---------- Listed records ----------

PR #657, opened 2021-10-29
alsa: Fix distorted sound from half-duplex capture.

kleinerm:
If an audio stream is only opened for capture in half-duplex
mode, then the self->playback.canMmap variable is false by
default. This triggers setup of a hostBufferSizeMode of
paUtilBoundedHostBufferSize, something that is only meant to
happen for playback streams under some conditions. This leads
to very distorted captured sound.

Fix this by also checking for self->playback.pcm, ie. that
the playback component is actually used, so this setting
only gets applied for half-duplex playback or full-duplex
playback + capture streams if needed.

Tested to work correctly now for playback, capture, and
full-duplex playback + capture.

Signed-off-by: Mario Kleiner <mario.kleiner.de@gmail.com>

### DIFF
--- a/src/hostapi/alsa/pa_linux_alsa.c
+++ b/src/hostapi/alsa/pa_linux_alsa.c
@@ -2694,7 +2694,7 @@ static PaError PaAlsaStream_DetermineFramesPerBuffer( PaAlsaStream* self, double
     PA_UNLESS( framesPerHostBuffer != 0, paInternalError );
     self->maxFramesPerHostBuffer = framesPerHostBuffer;
 
-    if( (!self->playback.canMmap && self->playback.pcm) || !accurate )
+    if( (self->playback.pcm && !self->playback.canMmap) || !accurate )
     {
         /* Don't know the exact size per host buffer */
         *hostBufferSizeMode = paUtilBoundedHostBufferSize;
--- a/src/hostapi/alsa/pa_linux_alsa.c
+++ b/src/hostapi/alsa/pa_linux_alsa.c
@@ -2694,7 +2694,7 @@ static PaError PaAlsaStream_DetermineFramesPerBuffer( PaAlsaStream* self, double
     PA_UNLESS( framesPerHostBuffer != 0, paInternalError );
     self->maxFramesPerHostBuffer = framesPerHostBuffer;
 
-    if( !self->playback.canMmap || !accurate )
+    if( (!self->playback.canMmap && self->playback.pcm) || !accurate )
     {
         /* Don't know the exact size per host buffer */
         *hostBufferSizeMode = paUtilBoundedHostBufferSize;


philburk:
@kleinerm - this seems like a good fix. But we would like to reproduce the problem and verify the fix.

Can you either create an Issue for this with more detail, OR add some repro steps here?

kleinerm:
Hi, thanks for the review. So in terms of additional explanation, i found this logic bug in the if-conditional about two years ago with my own PsychPortAudio driver, which is a complex wrapper around PortAudio for use by scripting languages like Matlab, GNU/Octave and Python. It is used for neuroscience/medical research applications, as part of Psychtoolbox-3 for Octave/Matlab and PsychoPy for Python. My commit with my workaround -- hacking into portaudio structs "behind the back" of portaudio to undo the effects of the wrong if-conditional in portaudio, can be found here:

https://github.com/Psychtoolbox-3/Psychtoolbox-3/commit/0da6f5f54f1484c42b170ab3acee4d44a657a01c#diff-e4f7227d347c1573c2bb28158abd0389717b155ff2434392d246f727302103fe

In pure half-duplex capture scenarios with user provided ``paFramesPerBufferUnspecified``, it resets the hostBufferSizeMode back from paUtilBoundedHostBufferSize, which apparently causes misconversion, to paUtilFixedHostBufferSize which works. Without this, at least on multiple tested onboard Intel HDA compliant audio chips and a USB soundcard, at typical pure audio-capture settings (ie. no playback, and therefore the whole ``self->playback`` struct does not get initialized, so all variables including ``canMmap`` stay zero / false), one gets distorted sound recording.

According to my commit above, this used to work correctly until portaudio from 24th May 2009, where this logic bug was introduced. I used to build and include my own customized libportaudio from before May 2009, and that worked perfectly fine wrt. audio capture on Linux+ALSA. When i switched to dynamically linking against the November 2018 upstream portaudio in November 2018, i hit this bug. So this logic error introduced a regression into portaudio which went unnoticed for almost 10 years. The problem happens at least for typical PC/Laptop/Macintosh onboard sound chips - i don't have any pro audio sound interfaces available to test at the moment.

I only now got around to turn my hack into a proper fix for you, sorry for the late report. Hosting on GitHub makes it faster to submit fixes - no need to sign up for yet another code hosting site/mailing-list/issue-tracker.

Wrt. reproduction, the only test case i have is my own software, which can be installed on Debian/Ubuntu via ``sudo apt install octave-psychtoolbox-3`` - and old version, or more recent versions from NeuroDebian: http://neuro.debian.net/pkgs/octave-psychtoolbox-3.html

The demo to run after launching octave via ``octave`` would be ``more off; BasicSoundInputDemo;`` - it will capture sound half-duplex until a keypess, then play the captured sound back.

However, as the production driver contains those hacks mentioned above to work around the portaudio logic bug, i'd have to build and attach a custom copy of the PsychPortAudio.mex driver binary here, which removes the workarounds to expose the bug.

Thoughts?

kleinerm:
Found it: The specific commit which introduced the regression in May 2009 is this one:
https://github.com/PortAudio/portaudio/commit/85a522fc4abb130b8e15131b1345bb857505c333

From that change (specifically these lines https://github.com/PortAudio/portaudio/commit/85a522fc4abb130b8e15131b1345bb857505c333#diff-3e7e9f0cc2582a6369526f96cc51af25755aaac51b02202b20f337530d802cbaL1834) it becomes clear that this was an unintended behaviour change for pure half-duplex capture, as the if condition is changed from

``if( !accurate )``

to

``if( !self->playback.canMmap || !accurate )``

overlooking that ``self->playback.canMmap`` can be false either because a playback stream was initialized which can't use memory mapping - the intended case this is supposed to handle, **or** because this is a half-duplex capture setup without a valid playback stream, so everything in ``self->playback`` is zero-initialized and therefore ``canMmap == false`` -- the unintended case it should have ignored. This pull request makes it ignore the unintended case.

kleinerm:
I just learned that the cause for distorted sound from half-duplex capture on ALSA is actually a bug in my own application.
My application is callback driven via the `paCallback()` method, and its recording path does not adapt to varying `framesPerHostbuffer` values across different callback invocations. It assumed a fixed `framesPerHostbuffer` during the whole session - the one from the first callback invocation.

So my app could only deal with `paUtilFixedHostBufferSize`, not with varying buffers from mode `paUtilBoundedHostBufferSize`, and that was the cause of audio artifacts, not some problem in the portaudio buffer processor.

While I still think this pull request is worth merging for fixing a real logic bug introduced over a decade ago, and described in the comments above, the severity of the bug is no longer "causes audio recording artifacts", but only "probably causes higher cpu load than necessary etc. due to the need for buffer adaptation, because the more computationally optimal `paUtilFixedHostBufferSize` setting doesn't get chosen when it could be chosen".

Surprisingly this bug in my code wasn't causing any other symptoms in over 12 years of production use of Portaudio.

philburk (approved):

src/hostapi/alsa/pa_linux_alsa.c
```diff
@@ -2694,7 +2694,7 @@ static PaError PaAlsaStream_DetermineFramesPerBuffer( PaAlsaStream* self, double
     PA_UNLESS( framesPerHostBuffer != 0, paInternalError );
     self->maxFramesPerHostBuffer = framesPerHostBuffer;
 
-    if( !self->playback.canMmap || !accurate )
+    if( (!self->playback.canMmap && self->playback.pcm) || !accurate )
```
RossBencina, line 2697:
```suggestion
    if( self->playback.pcm && (!self->playback.canMmap) || !accurate )
```

Check if the struct is valid before checking the `canMmap` field.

----------

- [Work instruction] Exactly as they stand, write out all of the entries.

- [Output for this exercise]
PR #657, opened 2021-10-29
alsa: Fix distorted sound from half-duplex capture.

kleinerm:
If an audio stream is only opened for capture in half-duplex
mode, then the self->playback.canMmap variable is false by
default. This triggers setup of a hostBufferSizeMode of
paUtilBoundedHostBufferSize, something that is only meant to
happen for playback streams under some conditions. This leads
to very distorted captured sound.

Fix this by also checking for self->playback.pcm, ie. that
the playback component is actually used, so this setting
only gets applied for half-duplex playback or full-duplex
playback + capture streams if needed.

Tested to work correctly now for playback, capture, and
full-duplex playback + capture.

Signed-off-by: Mario Kleiner <mario.kleiner.de@gmail.com>

### DIFF
--- a/src/hostapi/alsa/pa_linux_alsa.c
+++ b/src/hostapi/alsa/pa_linux_alsa.c
@@ -2694,7 +2694,7 @@ static PaError PaAlsaStream_DetermineFramesPerBuffer( PaAlsaStream* self, double
     PA_UNLESS( framesPerHostBuffer != 0, paInternalError );
     self->maxFramesPerHostBuffer = framesPerHostBuffer;
 
-    if( (!self->playback.canMmap && self->playback.pcm) || !accurate )
+    if( (self->playback.pcm && !self->playback.canMmap) || !accurate )
     {
         /* Don't know the exact size per host buffer */
         *hostBufferSizeMode = paUtilBoundedHostBufferSize;
--- a/src/hostapi/alsa/pa_linux_alsa.c
+++ b/src/hostapi/alsa/pa_linux_alsa.c
@@ -2694,7 +2694,7 @@ static PaError PaAlsaStream_DetermineFramesPerBuffer( PaAlsaStream* self, double
     PA_UNLESS( framesPerHostBuffer != 0, paInternalError );
     self->maxFramesPerHostBuffer = framesPerHostBuffer;
 
-    if( !self->playback.canMmap || !accurate )
+    if( (!self->playback.canMmap && self->playback.pcm) || !accurate )
     {
         /* Don't know the exact size per host buffer */
         *hostBufferSizeMode = paUtilBoundedHostBufferSize;


philburk:
@kleinerm - this seems like a good fix. But we would like to reproduce the problem and verify the fix.

Can you either create an Issue for this with more detail, OR add some repro steps here?

kleinerm:
Hi, thanks for the review. So in terms of additional explanation, i found this logic bug in the if-conditional about two years ago with my own PsychPortAudio driver, which is a complex wrapper around PortAudio for use by scripting languages like Matlab, GNU/Octave and Python. It is used for neuroscience/medical research applications, as part of Psychtoolbox-3 for Octave/Matlab and PsychoPy for Python. My commit with my workaround -- hacking into portaudio structs "behind the back" of portaudio to undo the effects of the wrong if-conditional in portaudio, can be found here:

https://github.com/Psychtoolbox-3/Psychtoolbox-3/commit/0da6f5f54f1484c42b170ab3acee4d44a657a01c#diff-e4f7227d347c1573c2bb28158abd0389717b155ff2434392d246f727302103fe

In pure half-duplex capture scenarios with user provided ``paFramesPerBufferUnspecified``, it resets the hostBufferSizeMode back from paUtilBoundedHostBufferSize, which apparently causes misconversion, to paUtilFixedHostBufferSize which works. Without this, at least on multiple tested onboard Intel HDA compliant audio chips and a USB soundcard, at typical pure audio-capture settings (ie. no playback, and therefore the whole ``self->playback`` struct does not get initialized, so all variables including ``canMmap`` stay zero / false), one gets distorted sound recording.

According to my commit above, this used to work correctly until portaudio from 24th May 2009, where this logic bug was introduced. I used to build and include my own customized libportaudio from before May 2009, and that worked perfectly fine wrt. audio capture on Linux+ALSA. When i switched to dynamically linking against the November 2018 upstream portaudio in November 2018, i hit this bug. So this logic error introduced a regression into portaudio which went unnoticed for almost 10 years. The problem happens at least for typical PC/Laptop/Macintosh onboard sound chips - i don't have any pro audio sound interfaces available to test at the moment.

I only now got around to turn my hack into a proper fix for you, sorry for the late report. Hosting on GitHub makes it faster to submit fixes - no need to sign up for yet another code hosting site/mailing-list/issue-tracker.

Wrt. reproduction, the only test case i have is my own software, which can be installed on Debian/Ubuntu via ``sudo apt install octave-psychtoolbox-3`` - and old version, or more recent versions from NeuroDebian: http://neuro.debian.net/pkgs/octave-psychtoolbox-3.html

The demo to run after launching octave via ``octave`` would be ``more off; BasicSoundInputDemo;`` - it will capture sound half-duplex until a keypess, then play the captured sound back.

However, as the production driver contains those hacks mentioned above to work around the portaudio logic bug, i'd have to build and attach a custom copy of the PsychPortAudio.mex driver binary here, which removes the workarounds to expose the bug.

Thoughts?

kleinerm:
Found it: The specific commit which introduced the regression in May 2009 is this one:
https://github.com/PortAudio/portaudio/commit/85a522fc4abb130b8e15131b1345bb857505c333

From that change (specifically these lines https://github.com/PortAudio/portaudio/commit/85a522fc4abb130b8e15131b1345bb857505c333#diff-3e7e9f0cc2582a6369526f96cc51af25755aaac51b02202b20f337530d802cbaL1834) it becomes clear that this was an unintended behaviour change for pure half-duplex capture, as the if condition is changed from

``if( !accurate )``

to

``if( !self->playback.canMmap || !accurate )``

overlooking that ``self->playback.canMmap`` can be false either because a playback stream was initialized which can't use memory mapping - the intended case this is supposed to handle, **or** because this is a half-duplex capture setup without a valid playback stream, so everything in ``self->playback`` is zero-initialized and therefore ``canMmap == false`` -- the unintended case it should have ignored. This pull request makes it ignore the unintended case.

kleinerm:
I just learned that the cause for distorted sound from half-duplex capture on ALSA is actually a bug in my own application.
My application is callback driven via the `paCallback()` method, and its recording path does not adapt to varying `framesPerHostbuffer` values across different callback invocations. It assumed a fixed `framesPerHostbuffer` during the whole session - the one from the first callback invocation.

So my app could only deal with `paUtilFixedHostBufferSize`, not with varying buffers from mode `paUtilBoundedHostBufferSize`, and that was the cause of audio artifacts, not some problem in the portaudio buffer processor.

While I still think this pull request is worth merging for fixing a real logic bug introduced over a decade ago, and described in the comments above, the severity of the bug is no longer "causes audio recording artifacts", but only "probably causes higher cpu load than necessary etc. due to the need for buffer adaptation, because the more computationally optimal `paUtilFixedHostBufferSize` setting doesn't get chosen when it could be chosen".

Surprisingly this bug in my code wasn't causing any other symptoms in over 12 years of production use of Portaudio.

philburk (approved):

src/hostapi/alsa/pa_linux_alsa.c
```diff
@@ -2694,7 +2694,7 @@ static PaError PaAlsaStream_DetermineFramesPerBuffer( PaAlsaStream* self, double
     PA_UNLESS( framesPerHostBuffer != 0, paInternalError );
     self->maxFramesPerHostBuffer = framesPerHostBuffer;
 
-    if( !self->playback.canMmap || !accurate )
+    if( (!self->playback.canMmap && self->playback.pcm) || !accurate )
```
RossBencina, line 2697:
```suggestion
    if( self->playback.pcm && (!self->playback.canMmap) || !accurate )
```

Check if the struct is valid before checking the `canMmap` field.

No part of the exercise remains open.